The Kessel Run Software Factory associated with Hanscom AFB in Massachusetts was created to move software through the pipeline to production faster than ever before. It became the poster child for what could be a new way of delivering software in the DoD.
I spoke with Bryon Kroger earlier this year about Kessel Run when I was writing “Breaking the Sabotage Cycle” for Gene Kim’s IT Revolution Leadership Journal. He mentioned:
When Kessel Run started, it focused entirely on mission software — building above the value line, buying everything below it. That focus produced the first operational apps in under four months.
But somewhere along the way, the mission blurred. The factory started building factories, platforms, and infrastructure and not outcomes.
This summer’s Kessel Run post-mortem revealed similar themes. As Bryon calls out in his recent Defense Scoop article, these organizations slipped into “Innovation Theater.” In other words, they were performing the rituals of innovation without delivering the results. The outcomes.
Reading Between the Lines of the PRIME RFI
All organizations go through cycles of success and then change. Success begets success and then it grows, both in its funding and its demands. And with growth comes new ways of needing to do things. As someone who came from the industry side of the Defense Industrial Base, producing and transforming software, I understand how difficult it can be to manage success and maintain control over a growing organization.
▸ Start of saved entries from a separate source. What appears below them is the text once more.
PR #7139, opened 2022-12-08
Improve green spline related to slopes

PaulWessel:
Ensure that both slopes and data are scaled by inverse range. Use new named constant for just removing the mean.  Update man page to make it clear that the sopes data in **-A** must be at different locations than the data values.

### DIFF
--- a/src/greenspline.c
+++ b/src/greenspline.c
@@ -164,6 +164,7 @@ enum Greenspline_modes {	/* Various integer mode flags */
 	LINEAR_2D			= 11,
 	N_METHODS			= 12,
 	N_PARAMS			= 11,
+	GREENSPLINE_MEAN		= 0,		/* Remove/Restore mean value only */
 	GREENSPLINE_TREND		= 1,		/* Remove/Restore linear trend */
 	GREENSPLINE_NORM		= 2,		/* Normalize residual data to 0-1 range */
 	SQ_N_NODES 			= 10001,	/* Default number of nodes in the precalculated -Sq spline */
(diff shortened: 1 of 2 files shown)


src/greenspline.c
```diff
@@ -1975,13 +1976,13 @@ EXTERN_MSC int GMT_greenspline (void *V_API, int mode, void *args) {
...
-		normalize = GREENSPLINE_NORM;	/* Only allow taking out data mean for mixed z/slope data */
-		GMT_Report (API, GMT_MSG_WARNING, "Can only remove/restore mean z in mixed {z, grad(z)} data sets\n");
+		normalize = GREENSPLINE_NORM;	/* Only allow taking out data mean and scale residuals for mixed z/slope data */
+		GMT_Report (API, GMT_MSG_WARNING, "Can only remove/restore mean z and scale residuals in mixed {z, grad(z)} data sets\n");
 	}
 
 	if (m == 0)
 		GMT_Report (API, GMT_MSG_INFORMATION, "Found %" PRIu64 " data points, yielding a %" PRIu64 " by %" PRIu64 " set of linear equations\n",
-		            n, nm, nm);
+			n, nm, nm);
```
joa-quim, line 1985: Don't do this. It doesn't align nicely with the first argument in above line. Need to use spaces for that (probably that's how it was)

joa-quim (approved):

src/greenspline.c
PaulWessel: OK done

But the PRIME RFI screams JCIDS, even through the Software Acquisition Pathway was supposed to kill that very approach. Just last month, Breaking Defense reported the JCIDS was being reformed, if not eliminated, yet here we are with requirements that would make a 1990s acquisition professional feel right at home.
If Kessel Run was truly following the agile processes identified in the Software Acquisition Pathway, there would be feedback on a Capability Needs Statement focused on outcomes, not infrastructure requirements.
I’m not sure what operator may be thinking, “Man, I hope someone acquires the infrastructure for the application I hope to use someday.”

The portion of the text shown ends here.